In late October, Apple reached another security breach when its iCloud server in China had been compromised. The perpetrators gained unauthorized access to other users’ personal information, usernames and passwords.
Chinese users became concerned when prompted with a message that says the site is not trusted on iCloud.com. Zhou Shuguang, a computer activist says that the hacking was achieved through a man-in-the-middle tactic. This tactic is done by “a hacker placing himself between a client and a host to intercept network traffic; also called session hijacking” (Pearson 174). Users all over China with different Internet service providers were attacked. To be capable of attacking such a mass amount of people, Erik Hjelmvik, an analyst at a network-security software vendor, says a huge hacking system needed to be set up.

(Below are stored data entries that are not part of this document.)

PR #33, opened 2018-08-10
build: asserting files and contents in tests only executes container …

jazzdan:
…once

### DIFF
--- a/internal/build/docker_test.go
+++ b/internal/build/docker_test.go
@@ -2,6 +2,7 @@ package build
 
 import (
 	"context"
+	"fmt"
 	"io"
 	"io/ioutil"
 	"os"
@@ -35,23 +36,6 @@ func TestDigestFromSingleStepOutput(t *testing.T) {
 	}
 }
 
-func TestBuildBase(t *testing.T) {
-	f := newTestFixture(t)
-	defer f.teardown()
-	baseDockerFile := `FROM alpine
-	RUN touch hi
-	`
-
-	builder := f.newBuilderForTesting()
-
-	tag, err := builder.buildBaseWithMounts(context.Background(), baseDockerFile, "hi", []Mount{})
-	if err != nil {
-		t.Fatal(err)
-	}
-
-	f.assertFileInImageWithContents(tag, "hi", "")
-}
-
 func TestMount(t *testing.T) {
 	f := newTestFixture(t)
 	defer f.teardown()
@@ -74,9 +58,12 @@ func TestMount(t *testing.T) {
 		t.Fatal(err)
 	}
 
-	// TODO(dmiller): this is slow
-	f.assertFileInImageWithContents(tag, "/src/hi/hello", "hi hello")
-	f.assertFileInImageWithContents(tag, "/src/sup", "my name is dan")
+	pcs := []pathContent{
+		pathContent{path: "/src/hi/hello", contents: "hi hello"},
+		pathContent{path: "/src/sup", contents: "my name is dan"},
+	}
+
+	f.assertFilesInImageWithContents(tag, pcs)
 }
 
 type testFixture struct {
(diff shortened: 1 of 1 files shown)


internal/build/docker_test.go
```diff
@@ -35,26 +36,6 @@ func TestDigestFromSingleStepOutput(t *testing.T) {
 	}
 }
 
-func TestBuildBase(t *testing.T) {
```
jazzdan: We don't really need this test any more, it's entirely covered by the other test.

internal/build/docker_test.go
```diff
@@ -132,11 +119,22 @@ func (f *testFixture) newBuilderForTesting() *localDockerBuilder {
...
+type pathContent struct {
+	path     string
+	contents string
+}
+
+func (f *testFixture) assertFilesInImageWithContents(tag digest.Digest, contents []pathContent) {
 	ctx := context.Background()
+	var cmd strings.Builder
+	for _, c := range contents {
+		cs := fmt.Sprintf("cat %s | grep \"%s\" || echo \"contents not found\"; ", c.path, c.contents)
```
maiamcc: hmm do we want to differentiate the error message between file not found and contents not found? (at very least, err should read `file not found or has wrong contents`). or can you maybe printf the file name or the bad contents into the `echo`? this doesn't give the user much debug info...

internal/build/docker_test.go
```diff
@@ -167,10 +165,10 @@ func (f *testFixture) assertFileInImageWithContents(tag digest.Digest, path stri
 	io.Copy(output, out)
 
 	if strings.Contains(output.String(), "No such file") {
-		f.t.Errorf("Expected to find file %s in container. Got: %s", path, output)
+		f.t.Errorf("Expected to find file in container. Got: %s", output)
```
maiamcc: think this conditional is useless now: this is the bad output from `cat`, and `grep` will eat the output of `cat`, right?

internal/build/docker_test.go
```diff
@@ -167,10 +165,10 @@ func (f *testFixture) assertFileInImageWithContents(tag digest.Digest, path stri
...
 	}
 
-	if !strings.Contains(output.String(), contents) {
-		f.t.Errorf("Expected file %s to have contents %s but got %s", path, contents, output)
+	if strings.Contains(output.String(), "contents not found") {
+		f.t.Errorf("Expected to find contents in container. Got: %s", output)
```
maiamcc: maybe: `Failed to find one or more expected files in container with output: %s`

internal/build/docker_test.go
```diff
@@ -74,9 +58,12 @@ func TestMount(t *testing.T) {
 		t.Fatal(err)
 	}
 
-	// TODO(dmiller): this is slow
-	f.assertFileInImageWithContents(tag, "/src/hi/hello", "hi hello")
-	f.assertFileInImageWithContents(tag, "/src/sup", "my name is dan")
+	pcs := []pathContent{
```
maiamcc: hmm it feeeeels like we should a single struct that holds test data that we can both write files from and assert test behavior from...? any thoughts? seems awk to rewrite the same string multiple times :-/

internal/build/docker_test.go
jazzdan: I couldn't think of a way to do this, but in my experience getting the stdout printed to you is enough debug info.

PRs welcome! :)

internal/build/docker_test.go
jazzdan: yeah this would be better if we were doing table tests...

internal/build/docker_test.go
maiamcc: ` echo \"could not find file %s / did not have contents %s\"` and sprintf it in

GreatFire.org, an online censorship watchdog, believes the Chinese authorities are behind the attack. On the contrary, experts think if the Chinese government were to be the perpetrators, the attacks would be performed less obviously because the government has the resources to do so.
Apple responded to the attack by stating that it is aware of “intermittent organized network attacks” and additionally that users should not log into iCloud.com if they are prompted with a warning message. Apple also said “the attacks don’t compromise the company’s iCloud servers and don’t affect iCloud sign-in on Apple devices running it on iOS mobile software or Macs running OS X Yosemite using its Safari browser”(iCloud).
Apparently this is how Apple addressed the attack. I would think that Apple would spend the time and resources to ensure the software is fixed rather than just brush the issue under the rug. Apple’s management is taking a utilitarian approach to this problem. They are not backtracking to figure out who is responsible for the attack. Apple is looking at the net impact of the problem. The iCloud server has been compromised and they are warning the users of this. Additionally, China has had other similar security breaches in Microsoft and Google. Neither of the companies responded to comment on the issue. It seems that the FBI should be further investigating this issue in China and the allegations against the Chinese government.
“ICloud Hit by Attack in China” The Wall Street Journal 22 Oct. 2014: B3. Print.
Pearson Custom Library. “Computer Fraud.” Accounting Information Systems. Boston: Pearson Learning Solutions. Print.